Statistical analysis

No sample size calculation was performed prior to the experiments. The number of seeds (biological replicate) analyzed in each experiment was chosen given technical constraints (in time and material) specific to each experiment. At least, three seeds harvested from three different siliques were used per independent experiment. Each experiment was carried out independently at least twice (i.e., from independent batches of plants growing at different times). Data from independent experiments were pooled except in the following cases: (1) when the growth conditions of the independent experiments were different (long days or continuous light, see Plant material and growth conditions section), (2) when the settings used for the acquisition of fluorescent images were not the same, and (3) where sample sizes were very different between independent experiments. In the experiments involving imaging by optical and confocal microscopy, seeds that were strongly injured during sample preparation were excluded from the analysis. In the piercing experiments, only seeds presenting at least one wall pierced in the center were included. No randomization or blinding was performed. The data were analyzed using Excel (v. 2016), the R software (v.4.2.0), Python (V.3.7.5) or Jasp (v.0.16.3). When experimental data were compared, notably using Student tests, statistical significance was displayed with stars with the following nomenclature: *p < 0.05, **p < 0.01, ***p < 0.001 and ****p < 0.0001. Exact p values can be found in the Source Data file. In boxplot representations, the midline represents the median of the data while the lower and upper limits of the box represent the first and third quartile respectively. The bars represent the distance between the median and one and a half times the interquartile range. When the number of biological repeats was low (for pressure measurements, the analysis of ELA1 expression and the immunolocalizations), individual measurements were superimposed as points on the boxplots. For the remaining representations, points, often connected with lines, correspond to the mean and the error bars to the standard deviation.

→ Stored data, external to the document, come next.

PR #2521, opened 2025-09-09
Preact: Add Go to turn button in battle room

ISenseAura:
Forum approved:
https://www.smogon.com/forums/threads/go-to-turn-button-when-spectating-battles.3666813/

### DIFF
--- a/play.pokemonshowdown.com/src/panel-battle.tsx
+++ b/play.pokemonshowdown.com/src/panel-battle.tsx
@@ -485,6 +485,9 @@ class BattlePanel extends PSRoomPanel<BattleRoom> {
 			<p>
 				<button class="button" data-cmd="/switchsides">
 					<i class="fa fa-random" aria-hidden></i> Switch viewpoint
+				</button> {}
+				<button class="button" data-href="gototurnpopup">
+					<i class="fa fa-random" aria-hidden></i> Go to turn
 				</button>
 			</p>
 		</div>;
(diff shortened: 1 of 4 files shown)


DieterReinert (dismissed):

Theoretical modeling and numerical simulations

Details about the assumptions, derivation and implementation of our model are gathered in a document provided in Supplementary Notes 13. The first section details the underlying assumptions and the dimensionless formalization; the second section explains the steady state analysis we performed and the third section presents its numerical implementation.

Reporting summary

Further information on research design is available in the Nature Portfolio Reporting Summary linked to this article.